EXERCISE BRIEF →
Reproduce every entry exactly, without alteration.

*** EXERCISE MATERIALS Section Begins ***

PR #2939, opened 2018-07-30
Do perspective division in hardware

### LINKED ISSUE #2932: Let the hardware do perspective division of transformed primitives
Related to #2272

Our current `write_transform_vertex` code does the perspective division manually, even if the attributes are supposed to be perspective interpolated:
```glsl
// Transform the current vertex to the world cpace.
vec4 world_pos = transform.m * vec4(local_pos, 0.0, 1.0);
// Convert the world positions to device pixel space.
vec2 device_pos = world_pos.xy / world_pos.w * uDevicePixelRatio;
```

The problem here is that the division result makes no sense for `world_pos.w <= 0.0` vertices, and we end up with broken rendering. The CPU side does near-plane splitting when calculating the bounding boxes, but we don't want to near-split all the transformed primitives before passing them to GPU, only the ones in `TransformStyle::Preserve3D` resulted plane splits.

The hardware already does proper frustum clipping after the vertex stage, so we should take advantage of it.

kvark:
Fixes #2932

TODO:
- [x] update reftests - commits/ccb1650afeceba1091df42f87c15babd48fb9158
- [x] run gecko try push - https://treeherder.mozilla.org/#/jobs?repo=try&revision=7c537505d671aa629232b5563d21d0c1b01ab2a6

---
This change is [Reviewable](https://reviewable.io/reviews/servo/webrender/2939)


kvark:
@gw3583 it looks like some snapping logic is still not correct, which I'm going to fix. Otherwise, reftest failures are expected within a reasonable threshold, given that the shader transform logic is now different.

kvark:
Snapping is fixed now. Launched a new try push in https://treeherder.mozilla.org/#/jobs?repo=try&revision=63fdc4c26c5eb7674d32aaf5649ff23215bde56e

kvark:
@gw3583 reftests show a few intermittents but nothing wrong, as far as I can see. This should be ready to land.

*** EXERCISE MATERIALS Section Ends ***

REPLY TO THE TASK →
PR #2939, opened 2018-07-30
Do perspective division in hardware

### LINKED ISSUE #2932: Let the hardware do perspective division of transformed primitives
Related to #2272

Our current `write_transform_vertex` code does the perspective division manually, even if the attributes are supposed to be perspective interpolated:
```glsl
// Transform the current vertex to the world cpace.
vec4 world_pos = transform.m * vec4(local_pos, 0.0, 1.0);
// Convert the world positions to device pixel space.
vec2 device_pos = world_pos.xy / world_pos.w * uDevicePixelRatio;
```

The problem here is that the division result makes no sense for `world_pos.w <= 0.0` vertices, and we end up with broken rendering. The CPU side does near-plane splitting when calculating the bounding boxes, but we don't want to near-split all the transformed primitives before passing them to GPU, only the ones in `TransformStyle::Preserve3D` resulted plane splits.

The hardware already does proper frustum clipping after the vertex stage, so we should take advantage of it.

kvark:
Fixes #2932

TODO:
- [x] update reftests - commits/ccb1650afeceba1091df42f87c15babd48fb9158
- [x] run gecko try push - https://treeherder.mozilla.org/#/jobs?repo=try&revision=7c537505d671aa629232b5563d21d0c1b01ab2a6

---
This change is [Reviewable](https://reviewable.io/reviews/servo/webrender/2939)


kvark:
@gw3583 it looks like some snapping logic is still not correct, which I'm going to fix. Otherwise, reftest failures are expected within a reasonable threshold, given that the shader transform logic is now different.

kvark:
Snapping is fixed now. Launched a new try push in https://treeherder.mozilla.org/#/jobs?repo=try&revision=63fdc4c26c5eb7674d32aaf5649ff23215bde56e

kvark:
@gw3583 reftests show a few intermittents but nothing wrong, as far as I can see. This should be ready to land.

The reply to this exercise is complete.